There was a mighty duel...


----------



## wsw201 (Nov 8, 2005)

> _Originally posted by Bladestunner316_
> Dont they always use foils?



For beginners they use foils but they also had sabres for the more advanced.


----------



## tdowns (Nov 8, 2005)

*Always wanted to.*

I've always wanted to take sword fighting lessons, I love the sword, great shots! The Last Samurai was a good sword movie, and of course, Conan is the King of Swordsmen. One day, maybe when my son's old enough, I may have to look into it.


----------



## Bladestunner316 (Nov 8, 2005)

Well If I live by you Andrew you could teach me


----------



## LawrenceU (Nov 8, 2005)

I have fought with a baket hilt and targe off and on. It is a lot of work and great fun.


----------



## LadyFlynt (Nov 8, 2005)

Andrew, those Scotsmen are into the kind of swordplay I enjoy watching, requires more of a masculine strength. However, the rapier does permit a lady to play in the game...


----------



## VirginiaHuguenot (Nov 8, 2005)

_En garde!_


----------



## LadyFlynt (Nov 8, 2005)




----------



## Arch2k (Nov 8, 2005)




----------



## VirginiaHuguenot (May 4, 2006)




----------



## Bladestunner316 (May 4, 2006)




----------



## VirginiaHuguenot (Sep 6, 2006)




----------



## Bladestunner316 (Sep 7, 2006)

:bigsmile:


----------



## Richard King (Sep 7, 2006)

Oh NOW I GET IT. Good fences make good neighbors has a whole new meaning.


----------



## lwadkins (Sep 7, 2006)

We Vikings prefer spears


----------



## lwadkins (Sep 7, 2006)

Viking Spear
The spear, not the sword, was the basic Viking weapon. No viking warrior would be more than a few feet from his spear at anytime. They in fact had several different types of spears. These, an elongated diamond shape, were effective hand to hand weapons. This was the most common use, but these throw well also.


----------



## SRoper (Sep 7, 2006)

If you like lightsaber duels, you may be more interested in Kendo. I took that for over a year when I was in college.
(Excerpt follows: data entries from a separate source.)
PR #1012, opened 2023-12-22
🐛 add review status to framework execution checksum

imilchev:
The review status actually changes the execution for a framework so we need to include it in the execution checksum

### DIFF
--- a/policy/framework.go
+++ b/policy/framework.go
@@ -374,6 +374,7 @@ func (f *Framework) updateAllChecksums(ctx context.Context,
 		}
 
 		executionChecksum = executionChecksum.AddUint(uint64(group.Type))
+		executionChecksum = executionChecksum.AddUint(uint64(group.ReviewStatus))
 
 		if group.Docs != nil {
 			contentChecksum = contentChecksum.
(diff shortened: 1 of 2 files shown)


policy/framework.go
```diff
@@ -374,6 +374,7 @@ func (f *Framework) updateAllChecksums(ctx context.Context,
 		}
 
 		executionChecksum = executionChecksum.AddUint(uint64(group.Type))
+		executionChecksum = executionChecksum.AddUint(uint64(group.ReviewStatus))
```
preslavgerchev, line 377: do we have tests for checksums? would be nice to add that there

imilchev: we don't but I can try to add one that checks that the checksum is different when the review status changes

preslavgerchev: +1, we should build up the list of test cases here, a minimal (just review status change) start is great

preslavgerchev (approved):

policy/framework.go
preslavgerchev: tests 🎉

It was fun, but honestly I didn't have the exercise tolerance to keep up.


----------



## Bladestunner316 (Sep 7, 2006)

Lon,
Another Viking here!!!!!!!!!!!!!!!!!!!!!!!!!!!!!

Now I need a spear!!!!! Perfect for mormon missie hunting!!!

Scott,
Kendo, I'll have to check that out!!

Blade


----------



## lwadkins (Sep 8, 2006)




----------



## Peter (Sep 8, 2006)

5/16th Viking here too!


----------



## Ivan (Sep 8, 2006)

> _Originally posted by puritancovenanter_
> Who you calling girly men...?
> 
> 
> ...



uhh...can we make that 10 X 20? And I'm taking HUGE paces, brother!!!


----------



## Bladestunner316 (Sep 9, 2006)

Peter,
It means your 5/16th's perfect!!!!!!


----------



## Peter (Sep 9, 2006)

I wish I new more about my Viking ancestry. My Grandmother is Danish (Jensen) and my Grandfather's grandmother was from Norway (Amundson). I don't know if the Vikings said it but as my Grandma use to, Uff-dah! I think that's a Midwestern dialect of Viking. 
Your ancestors are Norwegian right Nathan?


----------



## VirginiaHuguenot (Oct 5, 2006)




----------



## Bladestunner316 (Oct 5, 2006)

Peter,
Yes, and Icelandic,Danish,German,Irish, French Canadian. 

My grandfather comes from Brandal,Norway.

Hence Im King Olaf of Brandal Norway 

Nathan Olaf Brandal


----------



## Ravens (Oct 6, 2006)

Vikings Schmikings.

****






pretty much pwn3d you guys.

England Uber Alles !!!

[Edited on 10-6-2006 by Mudandstars]


----------



## VirginiaHuguenot (Dec 1, 2006)




----------



## kvanlaan (Dec 1, 2006)

100% Frisian here - we used to like the sword a lot. In 755AD, some of my ancestors used them to cut down St. Boniface (and from what I gather, then ate him). In the 1500's, a guy named Greate Pier used to board Dutch ships, take the sailors back to his castle, and behead them with a 2 meter long two-handed sword (he also used it in battle - you have to be pretty huge to swing that sort of thing around for an afternoon...) Oh yeah, and there was Baduhennawood, where a mob of Frisians destroyed a Roman army (I think Tacitus wrote about it later.) 

I've never fenced, but I do like like to make the swords (in the garage and with a small forge I have in the driveway.) Someday, perhaps.

Fryslan boppe!


----------